RECORDS SUPPLIED →
PR #667, opened 2022-11-06
build: add turbo repo

### LINKED ISSUE #671: [Bug]: build steps are run twice during CI

### Current behavior

During local development I've notice when running `yarn install` it will call the `prepare` scripts of all the workspace packages. Is this intended behavior? 

This also happens in the CI build pipeline. So `babel`, `tsc` and `api-extractor` are all run twice. Because they are run after `yarn install` and also during `yarn build`. What is the right way to remove this duplication?

>Certain script names are special. If defined, the preinstall script is called by yarn before your package is installed. For compatibility reasons, scripts called install, postinstall, prepublish, and prepare will all be called after your package has finished installing.

[^^ reference](https://classic.yarnpkg.com/en/docs/package-json#toc-scripts)

### Expected behavior

Build steps should not be duplicated in CI or local development.

### Steps to reproduce

`yarn install`
`yarn build`

### Version

2.0.0-alpha.9

### Environment

Node.js 16.13.0

### Code of Conduct

johnhooks:
TurboRepo caches all the build, lint, test runs and wont rerun if the inputs haven't changed. This makes rebuilding a single package much faster. There will definitely be more to consider.

Fixes #671

### Use TurboRepo over Lerna to manage the monorepo

In order for TurboRepo to properly cache all the build steps, each package needs to implement their own scripts, otherwise a change in a single package will invalidate the cache for the whole build step.

The current build process runs `eslint` and `jest` from the root directory.

### Building

- Split `build:tsc` and `build:types`, no longer call `yarn run build:tsc` from the `build:types` script so they can be separate cached processes.
- Remove the individual `build` scripts from the packages, it is now managed by TurboRepo.

### Linting

- To lint from inside each package directory, `eslint` needs to find the config and ignore files in the root, which requires cli flags, kinda of ugly but works.

### Testing

- To test from inside each package directory, `jest` requires a config inside the project.
- To simplify the requirement above, a new `jest.base.ts` was added to split all the shared configuration settings.
- An important new setting in the root `jest.config.ts` is the projects array. It allows `jest` to still be run at a top level and run each project individually. But the script `test` doesn't run `jest` this way, it calls it from each package folder.
  ```ts
  projects: [
    '<rootDir>/packages/calculator-bigint/jest.config.ts',
    '<rootDir>/packages/calculator-number/jest.config.ts',
    '<rootDir>/packages/core/jest.config.ts',
    '<rootDir>/packages/currencies/jest.config.ts',
    '<rootDir>/packages/dinero.js/jest.config.ts',
  ],
  ```

### `package.json`

- Modified the workspaces property, it was required for TurboRepo to find the packages of the monorepo. I'm not sure what that changes for the examples or website.

### `lint-staged.config.js`

- Call `eslint` directly, otherwise the filenames are passed down to each package, the relative paths aren't correct and have many files included that didn't change for that specific package

### `ship.config.js`

- Switch to using `package.json` as the main version file, because of no longer requiring the `lerna.json` file.
- **I need help on what would need to change in the `versionUpdated` lifecycle function.** Is `yarn lerna version ...` how all the packages versions are updated?

### Add `turbo.json`

- This file describes the build process. It uses dependencies, inputs, and outputs to determine whether or not there is a cache miss because of a change.


johnhooks:
I brought [PR #666](https://github.com/dinerojs/dinero.js/pull/666) into this PR. Otherwise the build system couldn't run concurrency because it couldn't find the types if they hadn't been built.

website/package.json
```diff
@@ -7,7 +7,7 @@
     "build": "next build",
     "start": "next start",
     "lint": "next lint",
-    "postinstall": "yarn --cwd ../ install && yarn --cwd ../ build"
```
johnhooks, line 10: I believe running the full build after install is causing an issue in CircleCI

.circleci/config.yml
```diff
@@ -17,7 +17,7 @@ aliases:
       - ~/.cache/yarn
   - &run_yarn_install
     name: Install dependencies
-    command: yarn install --frozen-lockfile
+    command: yarn install --frozen-lockfile --ignore-scripts
```
johnhooks, line 20: This was the problem. Without --ignore-scripts, yarn would run the prepare script, which would trigger a whole build and timeout the install process.

johnhooks:
Also I believe if the `.turbo` folders are cache during ci it will dramatically speed up the the actions.

sarahdayan:
I don't know why you decided to close this, but I'd be very inclined to migrate to Turborepo eventually, all the experience I've had with it so far is wonderful.

It's still quite some processes to migrate, so it's okay to do it in more iterative chunks.

johnhooks:
I'll focus on just building all the outputs of the dist folder, that's the step that takes the longest. With jest and eslint I had to do some weird stuff so they could be run as a script in the package folders.

**Issues**

- jest and eslint scripts for the individual packages. jest requires a config file in each package, eslint just needs cli arguments to find the config and ignore files.

- CircleCI workspaces aren't the right way to store the cached files because they are only passed on to upstream jobs.

- CircleCI caching could work, but I need to figure out how to generate a cache key.

So far, I haven't been able to get the cache to work and for Turborepo to get a cache hit in ci, it always reruns.

sarahdayan:
@johnhooks Maybe let's try to fix the performance issues you found _with_ the existing setup, and we can benchmark whether Turborepo really helps later on.

johnhooks:
@sarahdayan, issue #671 could be resolved by adding Turborepo, then it wouldn't matter that a build step is repeated in multiple jobs. Which solution would you prefer spending time on?

sarahdayan:
@johnhooks Is it because of the way Turborepo does caching? Would it work without a Vercel remote caching subscription though, if the builds are run in different jobs in a CI?

johnhooks:
@sarahdayan Turborepo seems designed to work best with a Vercel remote caching subscription. It would work with this GitHub action [turborepo-gh-artifacts](https://github.com/felixmosh/turborepo-gh-artifacts). It creates a local cache server that saves the cache as GitHub artifacts. Figuring out how to reimplement it in CircleCI is probably more time that I can commit to the issue. Saving the whole folder of Turborepo files to a CircleCI cache would work, if I can figure out how to name the key so it will use the same cache if the files haven't changed. Turborepo docs state that it creates a hash of all the effected files, but I think in a monorepo it creates separate ones for every task of every package. So, it's kinda complicated.

If there is something like CircleCI workspaces that allow the current job to reattach a folder and read the previously saved contents, that would work. But workspaces only propagate to upstream jobs... which would help when rerunning tasks during a single CI workflow, just like the issue we are having with the `prepare` script and `yarn install`.

johnhooks:
@sarahdayan I think this one is ready for review.

It actually resolves the `prepare` issue. `prepare` is removed from all the packages, through there is a top level `prepare`. They had to be removed from the individual packages to avoid rerunning step.

Does having a top level `prepare` resolve the issue with the documentation and website?

johnhooks:
@sarahdayan I updated the description to explain the changes.

johnhooks:
@sarahdayan I pulled to get the update you made to this branch, and it created a merge... What would have been the right thing to do, rebase?

.circleci/config.yml
```diff
@@ -18,22 +18,40 @@ aliases:
   - &run_yarn_install
     name: Install dependencies
     command: yarn install --frozen-lockfile
-  - &restore_dist_folders
-    name: Restore dist folders
+  - &restore_build_folders
+    name: Restore build folders
```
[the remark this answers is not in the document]
johnhooks: Because it's no longer just the `dist` folders, it's a bunch of different build artifacts. But I can definitely rename it.

sarahdayan:
> I pulled to get the update you made to this branch, and it created a merge... What would have been the right thing to do, rebase?

@johnhooks No worries, a merge is fine because we'll end up squashing the PR into a single commit anyway at the end.

turbo.json
```diff
@@ -0,0 +1,61 @@
...
+    "build": {
+      "dependsOn": ["build:esm", "build:umd:cjs", "build:types"],
+      "outputs": ["dist/**"]
+    },
+    "lint": {
+      "inputs": ["**/*.ts", "**/*.js"],
+      "outputs": []
+    },
+    "prepare": {
+      "dependsOn": ["^prepare"],
```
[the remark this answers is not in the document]
sarahdayan: I'm asking because I don't see any `prepare` command in packages, there's just one in the root `package.json`.

jest.base.ts
```diff
@@ -0,0 +1,27 @@
...
+  // It is overridden by the toplevel jest config
+  moduleNameMapper: {
+    '^test-utils$': '<rootDir>/../../test/utils/',
+    '^@dinero.js/(.*)$': '<rootDir>/../$1/src/',
+    '^dinero.js$': '<rootDir>/../dinero.js/src/',
+  },
+  transform: {
+    // '\\.ts': 'babel-jest',
+    '\\.ts': ['babel-jest', { rootMode: 'upward' }],
+  },
```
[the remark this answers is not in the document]
sarahdayan: Gotcha. Can we remove the comment in l. 24?

turbo.json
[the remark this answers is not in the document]
johnhooks: Oh, sorry, it must have been in preparation for #670, it would require running a prepare script and order could matter. I can remove it and add it back if necessary.

ship.config.js
```diff
@@ -15,16 +14,6 @@ module.exports = {
   publishCommand({ tag }) {
     return `yarn publish --access public --tag ${tag}`;
   },
```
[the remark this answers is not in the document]
johnhooks: Was it previously done by `lerna`?

turbo.json
```diff
@@ -0,0 +1,61 @@
+{
+  "$schema": "https://turborepo.org/schema.json",
+  "pipeline": {
+    "build:clean": {
+      "inputs": ["lib/**/*", "dist/**/*"],
+      "outputs": []
+    },
+    "build:tsc": {
```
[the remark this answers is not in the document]
johnhooks: I'll have to change it in all the `packages/*` too, that okay?

website/package.json
johnhooks: I'll try adding it as part of the workspace and we'll see how it works.

.circleci/config.yml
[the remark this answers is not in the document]
sarahdayan: No that makes sense!

website/package.json
johnhooks: I had trouble adding the website to the workspace. Though I added this command back in, and everything is working as it did previously. I think the initial issue was caused by not filtering the build process to just the `packages` folder, with `turbo build --filter=./packages/*`, so it was running build in the website in CIi. Though that shouldn't happen now with the proper filtering.

package.json
```diff
@@ -1,35 +1,34 @@
...
+    "packages/calculator-bigint",
+    "packages/calculator-number",
+    "packages/core",
+    "packages/currencies",
+    "packages/dinero.js",
+    "examples/cart-react",
+    "examples/cart-vue",
+    "examples/pricing-react",
+    "examples/starter"
+  ],
```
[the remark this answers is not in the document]
johnhooks: I also simplified it to:
https://github.com/dinerojs/dinero.js/blob/dfc9fc04b98178dee11e119f1d98cc9d29320eab/package.json#L6-L9

johnhooks:
@sarahdayan I did a rebase to merge most the commits, except the recommendations. Rebasing onto `upstream/main` was getting to be a real pain with 44 commits that applied changes and then reverted them.

sarahdayan:
> The last script I haven't moved from `lerna` to `turbo` is `watch`. How do you use that script, so I can make sure the match the functionality in `turbo`?

@johnhooks This is an obsolete script that only made sense when I didn't had added `moduleNameMapper` to `jest.config.js` and thus was using build files in tests instead of sources.

So `watch` and `on:change` scripts can go away, and we can update the `CONTRIBUTING.md` guide to [update the note about `watch`](https://github.com/dinerojs/dinero.js/blob/c5b91730b6db00128554f6d03d3a82be12390899/CONTRIBUTING.md#tests).

sarahdayan:
> The last script I haven't moved from `lerna` to `turbo` is `watch`. How do you use that script, so I can make sure the match the functionality in `turbo`?

@johnhooks This is an obsolete script that only made sense when I didn't had added `moduleNameMapper` to `jest.config.js` and thus was using build files in tests instead of sources.

So `watch` and `on:change` scripts can go away, as well as `start` in the root `package.json`, and we can update the `CONTRIBUTING.md` guide to [update the note about `watch`](https://github.com/dinerojs/dinero.js/blob/c5b91730b6db00128554f6d03d3a82be12390899/CONTRIBUTING.md#tests).

johnhooks:
@sarahdayan I can't see why the Vercel build failed, or rerun it.

sarahdayan:
Nice! You have a few conflicts to solve because of the #698 merge but it should be easy.

johnhooks:
@sarahdayan the last thing to consider is the release pipeline. From what I can tell, the output of `shipjs prepare --dry-run` looks good. But I don't know how to test actually releasing it.

scripts/build-types.mjs
```diff
@@ -0,0 +1,28 @@
...
+  'build:types',
+  '--filter=./packages/*',
+  ...args,
+  ...apiExtractorArgs,
+])
+  .then(() => process.exit(0))
+  .catch((err) => {
+    console.error(err);
+    process.exit(1);
+  });
```
johnhooks, line 28: This is similar to how remix does their build scripts. It allows for more fine tuned control.

scripts/exec.mjs
```diff
@@ -0,0 +1,37 @@
...
+    child.on('error', handleError);
+    child.on('close', (code) => {
+      if (code === 0) {
+        resolve(void 0);
+      } else {
+        reject(new Error(`${command} exited with code ${code}`));
+      }
+    });
+  });
+}
```
johnhooks, line 37: Only things I did differently than remix was to inherit the io from the parent process, and also exit the child if the parent does. Otherwise if you try to cancel the build process with `^C` the child will keep running.

lint-staged.config.js
```diff
@@ -2,7 +2,7 @@
 module.exports = {
   '**/*.ts': () => 'yarn test:types',
   '!(website/)**/*.(js|mjs|ts|)': (filenames) =>
-    `yarn lint --fix ${filenames.join(' ')}`,
+    `eslint --ext .js,.ts --fix ${filenames.join(' ')}`,
```
johnhooks, line 5: This is necessary because otherwise `turbo` runs `eslint` in each project not from the root.

package.json
```diff
@@ -47,6 +47,7 @@
     "babel-plugin-module-resolver": "4.1.0",
     "big.js": "6.2.1",
     "bundlesize": "0.18.1",
+    "cross-spawn": "7.0.3",
```
johnhooks, line 50: This seems to be pretty popular, some other dependency must already require the exact same version because it didn't modify the lock file at all when this was added.

I think it'll help if someone is developing on windows and tries to build the project.

packages/calculator-bigint/etc/calculator-bigint.api.md
```diff
@@ -14,9 +14,7 @@ export const add: BinaryOperation<bigint>;
 // @public (undocumented)
 export const calculator: {
     add: BinaryOperation<bigint, bigint>;
-    compare: BinaryOperation<bigint,
-    ComparisonOperator
-    >;
+    compare: BinaryOperation<bigint, ComparisonOperator>;
```
johnhooks, line 17: Fixes the reformatting that happened in [e7e9a19](https://github.com/dinerojs/dinero.js/commit/e7e9a19e6eb8e4ff8903867a60c1457a8d241d0c). We'll need to figure out what is going on. I didn't notice the reformatting when I reviewed the PR for this commit. But there were a lot of changes. It should be easier to notice in small PRs, and I will keep a look out for it.

scripts/build-types.mjs
```diff
@@ -0,0 +1,40 @@
...
+//   if (args.includes('--local')) {
+//     const index = args.indexOf('--local');
+//     apiExtractorArgs = [
+//       ...apiExtractorArgs.slice(0, index),
+//       ...apiExtractorArgs.slice(index + 1, apiExtractorArgs.length),
+//     ];
+//   }
+// } else if (!args.includes('--local')) {
+//   apiExtractorArgs = [...apiExtractorArgs, '--local'];
+// }
```
johnhooks, line 33: Once we are ready for `api-extractor` to enforce the api in the `api.md` files, we just need to uncomment this and it will apply `--local` only if the `CI` env variable isn't truthy.

packages/calculator-bigint/package.json
```diff
@@ -36,7 +36,7 @@
     "build:clean": "rimraf ./{dist,temp}",
     "build:esm": "babel src --root-mode upward --extensions '.ts' --out-dir dist/esm --ignore '**/*/__tests__/'",
     "build:definitions": "tsc -b",
-    "build:types": "api-extractor run --local",
+    "build:types": "node ../../scripts/build-types.mjs",
```
johnhooks, line 39: All the packages call the build-types script rather than `api-extractor` directly.

scripts/build-types.mjs
```diff
@@ -0,0 +1,29 @@
...
+  url.fileURLToPath(new URL('.', import.meta.url)), // __dirname es module style
+  '../node_modules/.bin/api-extractor'
+);
+
+// Strip `--local` out. It will be configured only by this script.
+const args = process.argv.slice(2).filter((arg) => arg !== '--local');
+
+// When in CI, `api-extractor` shouldn't apply the local flag, this script will error if an api
+// change has occurred without being committed in an `api.md` file.
+// const localFlag = process.env.CI ? [] : ['--local'];
```
johnhooks, line 17: Once we are ready for `api-extractor` to enforce the api we just need to uncomment the `localFlag`.

johnhooks:
@sarahdayan the website builds locally and I can't see the error details on Vercel. Can you look into what's happening?

sarahdayan:
> @sarahdayan the website builds locally and I can't see the error details on Vercel. Can you look into what's happening?

```txt
Error: The file "/vercel/path0/website/.next/routes-manifest.json" couldn't be found. This is normally caused by a misconfiguration in your project.
Please check the following, and reach out to support if you cannot resolve the problem:
1. If present, be sure your `build` script in "package.json" calls `next build`.
2. Navigate to your project's settings in the Vercel dashboard, and verify that the "Build Command" is not overridden, or that it calls `next build`.
3. Navigate to your project's settings in the Vercel dashboard, and verify that the "Output Directory" is not overridden. Note that `next export` does **not** require you change this setting, even if you customize the `next export` output directory.
Learn More: https://err.sh/vercel/vercel/now-next-routes-manifest
```

Did the output directory change somehow?

johnhooks:
@sarahdayan what are the build settings on Vercel? Specifically the build command and root directory?

scripts/build-types.mjs
```diff
@@ -0,0 +1,31 @@
+/* eslint-disable no-console, no-process-exit, functional/no-expression-statement */
```
sarahdayan, line 1: We can disable these rules in [`.eslintrc.js`](https://github.com/johnhooks/dinero.js/blob/6b1abb2854aa1845ed9ef61c392c0feb256d9816/.eslintrc.js) using the `overrides` option with `files: ['scripts/**/*']`.

scripts/utils/exec.mjs
```diff
@@ -0,0 +1,39 @@
+/* eslint-disable no-void, no-console, functional/no-expression-statement, jsdoc/require-description, valid-jsdoc */
+import { spawn } from 'cross-spawn';
+
+/**
+ * Async exec.
+ *
+ * Inspired by `remix-run` build scripts, [reference](https://github.com/remix-run/remix/blob/534e1ec071f17654a4db8622e30d6ff70548ce26/scripts/build.mjs).
```
sarahdayan, line 7:
```suggestion
 * Async `exec`
 *
 * Inspired by `remix-run` build scripts
 * https://github.com/remix-run/remix/blob/534e1ec071f17654a4db8622e30d6ff70548ce26/scripts/build.mjs
```

scripts/utils/exec.mjs
```diff
@@ -0,0 +1,39 @@
...
+ *
+ * @param {string} command - Shell command to execute.
+ * @param {string[]} [args] - Command arguments.
+ * @param {import('node:child_process').SpawnOptions} options - Options to pass to `cross-spawn`.
+ * @returns {Promise} Returns prom.
```
sarahdayan, line 12:
```suggestion
```

scripts/build-types.mjs
```diff
@@ -0,0 +1,31 @@
...
+import path from 'path';
+import * as url from 'url';
+
+import { exec } from './utils/exec.mjs';
+
+const apiExtractorPath = path.resolve(
+  url.fileURLToPath(new URL('.', import.meta.url)), // __dirname es module style
```
sarahdayan, line 8: Since we use this in 3 scripts we could have a `dirname` function in `utils` to abstract it.

```js
function dirname(path) {
  return url.fileURLToPath(new URL(path, import.meta.url));
}
```

scripts/build-types.mjs
```diff
@@ -0,0 +1,31 @@
...
+  '../node_modules/.bin/api-extractor'
+);
+
+// Strip `--local` out. It will be configured only by this script.
+const args = process.argv.slice(2).filter((arg) => arg !== '--local');
+
+// When in CI, `api-extractor` shouldn't apply the local flag, this script will error if an api
+// change has occurred without being committed in an `api.md` file.
```
sarahdayan, line 16:
```suggestion
// When in CI, `api-extractor` shouldn't apply the local flag. This script will
// error if an API change occurs without being committed in an `api.md` file.
// @todo Uncomment once we're ready to enforce the API
```

scripts/build-types.mjs
```diff
@@ -0,0 +1,31 @@
...
+// const localFlag = process.env.CI ? [] : ['--local'];
+
+/**
+ * ApiExtractor cli args.
```
sarahdayan, line 20:
```suggestion
 * ApiExtractor CLI arguments
```

scripts/build-types.mjs
```diff
@@ -0,0 +1,31 @@
...
+ */
+const apiExtractorArgs = ['run', '--local', ...args /* , ...localFlag */];
+
+console.log(`api-extractor ${apiExtractorArgs.join(' ')}`);
+
+exec(apiExtractorPath, [...apiExtractorArgs])
```
sarahdayan, line 26: Why do we need to spread `apiExtractorArgs` into a new array? Does `exec` mutate them?

scripts/lint.mjs
```diff
@@ -0,0 +1,33 @@
...
+
+const eslintPath = path.resolve(
+  url.fileURLToPath(new URL('.', import.meta.url)),
+  '../node_modules/.bin/eslint'
+);
+
+const args = process.argv.slice(2);
+
+/**
+ * ESLint cli args.
```
sarahdayan, line 15:
```suggestion
 * ESLint CLI arguments
```

scripts/lint.mjs
```diff
@@ -0,0 +1,33 @@
...
+ *
+ * ESlint needs to be run in each project for `turbo` to cache the results. Though it doesn't look
+ * up the file tree for the .eslintrc or .eslintignore files.
```
sarahdayan, line 18:
```suggestion
 * ESlint needs to be run in each project for `turbo` to cache the results, so
 * it doesn't look up the file tree for `.eslintrc` or `.eslintignore`.
```

scripts/test.mjs
```diff
@@ -0,0 +1,31 @@
...
+const __dirname = url.fileURLToPath(new URL('.', import.meta.url));
+
+// Jest needs to be run from the monorepo root directory.
+const rootDir = path.resolve(__dirname, '../');
+
+const jestPath = path.resolve(__dirname, '../node_modules/.bin/jest');
+
+const args = process.argv.slice(2);
+
+// When in CI, `jest` should only use 4 workers.
```
sarahdayan, line 16:
```suggestion
// When in CI, Jest should only use 4 workers to avoid out of memory errors.
```

scripts/test.mjs
```diff
@@ -0,0 +1,31 @@
...
+const maxWorkers = process.env.CI ? ['--maxWorkers=4'] : [];
+
+/**
+ * Jest cli args.
```
sarahdayan, line 20:
```suggestion
 * Jest CLI arguments
```

ship.config.js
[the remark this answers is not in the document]
sarahdayan: Yes, here's what it does ([source](https://github.com/lerna/lerna/blob/main/commands/version/README.md)):

> 1. Identifies packages that have been updated since the previous tagged release.
> 2. Prompts for a new version.
> 3. Modifies package metadata to reflect new release, running appropriate [lifecycle scripts](https://github.com/lerna/lerna/blob/main/commands/version/README.md#lifecycle-scripts) in root and per-package.
> 4. Commits those changes and tags the commit.
> 5. Pushes to the git remote.

This should be handled by Ship.js, but we'll see how it goes in the next release.

sarahdayan (commented):
Thank you so much for your hard work on this one @johnhooks. This looks fantastic.

I left a bunch of comments but this is looking good. I'm going to look at what's going on in Vercel.

sarahdayan:
@johnhooks I think I found what's going on with Vercel.

Because this is now a Turborepo project, Vercel runs `cd .. && npx turbo run build --filter={./website}...` instead of `yarn run build` to build the project. But because `website` isn't a package the `build` script isn't called, so the `.next` directory doesn't exist.

johnhooks:
@sarahdayan it was all building before I added the `scripts/{test,lint,build-types}` scripts. I'm going to roll back and reconsider those. I might just use regular shell scripts, calling `exec` and figuring out the current working directory seems like a complexity that might not be worth it.

sarahdayan:
@johnhooks You don't need to rollback, we can make it work simply by making `website` a package. I'm on it.

sarahdayan:
Something odd is going on with `yarn install` that I'm not able to reproduce locally for now. I'll sleep it over and look at it tomorrow with fresh eyes.

scripts/build-types.mjs
johnhooks: If that is in the `scripts/utils` directory won't that always resolve to that directory, not the one it's called from?

scripts/build-types.mjs
johnhooks: I think originally I had it like this:

```js
exec(apiExtractorPath, [...apiExtractorArgs, ...args, ...localFlag])
```

But then I did a quick edit to disable the local Flag and moved everything up into the `apiExtractorArgs` so I could print them (otherwise you couldn't tell what was going on in the logs). So no it does not need to be spread into `exec`.

scripts/build-types.mjs
sarahdayan: Ah yes :facepalm: We can keep it that way, I'll suggest local edits for consistency.

.eslintrc.js
```diff
@@ -49,6 +49,21 @@ module.exports = {
...
     },
+    {
+      files: ['scripts/**/*'],
+      rules: {
+        'no-void': 'off',
+        'no-console': 'off',
+        'no-process-exit': 'off',
+        'functional/no-expression-statement': 'off',
+        '@typescript-eslint/naming-convention': 'off',
+        'import/no-extraneous-dependencies': 'off',
```
sarahdayan, line 60: Why do we need this rule?

scripts/build-types.mjs
```diff
@@ -0,0 +1,31 @@
+import path from 'path';
+import * as url from 'url';
+
+import { exec } from './utils/exec.mjs';
+
+const apiExtractorPath = path.resolve(
+  url.fileURLToPath(new URL('.', import.meta.url)), // __dirname es module style
```
sarahdayan, line 7:
```suggestion
  url.fileURLToPath(new URL('.', import.meta.url)),
```

scripts/build-types.mjs
sarahdayan: @johnhooks This comment might have been missed.

scripts/build-types.mjs
johnhooks: I totally agree it's ugly and not self explanatory of what is happening, that is why I had a comment.

.eslintrc.js
johnhooks: It's not necessary, I copy and pasted the override for `test/**/*` and it was in there, I forgot to remove it.

.eslintrc.js
```diff
@@ -49,6 +49,21 @@ module.exports = {
...
+        'jsdoc/require-description': 'off',
+        'jsdoc/match-description': 'off',
+        'jsdoc/require-description-complete-sentence': 'off',
```
johnhooks, line 63: Have you noticed `eslint-plugin-jsdoc` is really buggy in VSCode and stales the process sometimes?

johnhooks:
@sarahdayan by adding `website` to the `workspaces` should the `yarn.lock` in the `website` directory be deleted, since its being managed at the root level?

johnhooks:
Also if you change the Vercel build command to:

```sh
cd .. && npx turbo build '--filter=./packages/*' --filter=./website
```

Can we stop running  `yarn build` in the `prepare` script? If we can eliminate that, it would ease some of the work I'm doing to speed up CI.

scripts/build-types.mjs
johnhooks: Got it now.

johnhooks:
@sarahdayan I'm sorry I broke Vercel again and cant see whats wrong.

.eslintrc.js
sarahdayan: Does it? I never saw this happen. Shall we fix it separately?

sarahdayan:
> @sarahdayan I'm sorry I broke Vercel again and cant see whats wrong.

I reproduce inconsistently on my machine, but also when going back to 2230e907f31ddcfd46d4b6b3de34d525f8843f9c. From what I can see there seems to be caching issues where Turborepo ends up not building the UMD package for Dinero.js, causing the files that the website needs not to be there, and the build fails. I don't know how this happens, and can't reproduce it deterministically.

As you can see, my latest commit passed on Vercel 🤷‍♀️ 

> 
>     * Should there still be `website/yarn.lock`? Because adding `website` to the workspaces has caused yarn to add everything for the website into the root level `yarn.lock`

Good call, the dependencies were actually hoisted when I made the website a workspace. I removed `website/yarn.lock` in be0cadcb27c25d047b07d01cfbb6b8120e26944d.

> 
>     * The install command on Vercel would need to be changed to `cd .. && yarn install`.

Vercel does it for you. When you specify the root directory (here, `website`) you can include source files outside of it, and Vercel automatically `cd`s back to the actual project's root and installs dependencies.

johnhooks:
@sarahdayan I figured out way it was not consistently. The website didn't have `dinero.js` as a dependency. So turbo didn't know to build it after `dinero.js` was complete.

johnhooks (commented):
@sarahdayan I went through everything a final time. I made a few minor edits, notes are in the commit message.

ship.config.js
```diff
@@ -1,9 +1,14 @@
...
-    mainVersionFile: 'lerna.json',
-    // We rely on Lerna to bump our dependencies.
-    packagesToBump: [],
+    mainVersionFile: 'package.json',
+    packagesToBump: [
+      'packages/calculator-bigint',
+      'packages/calculator-number',
+      'packages/core',
+      'packages/currencies',
+      'packages/dinero.js',
```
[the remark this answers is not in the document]
sarahdayan: Yes, makes sense, thanks for adding it!

.eslintrc.js
sarahdayan: I don't use it.

sarahdayan (approved):

sarahdayan:
@johnhooks I took one last look and it looks good to me. I updated `ship.config.js` to use globs in [f46cd22](https://github.com/dinerojs/dinero.js/pull/667/commits/f46cd22d736cc91e61c6bf6d3ab0dce4f4e6296c) and weirdly, the site build failed (although the actual build completed successfully, but the manifest wasn't found). I ran it again to see if it was consistent, and both locally and in Vercel, it passed 🤷‍♀️ 

Not sure what happened but this seems to be a cache issue again. In the failed deploy, Turborepo hit the cache while in my redeploy, it bypassed it.

Site deployment is independent from bundle deployment so I'm fine merging and fixing the site issues separately. **How does it sound?**

johnhooks:
@sarahdayan I'm okay with that. I'll keep searching for the issue.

ASSIGNED TASK → Display each line of the data where "pulled" occurs.

TASK RESULT →
@sarahdayan I pulled to get the update you made to this branch, and it created a merge... What would have been the right thing to do, rebase?
> I pulled to get the update you made to this branch, and it created a merge... What would have been the right thing to do, rebase?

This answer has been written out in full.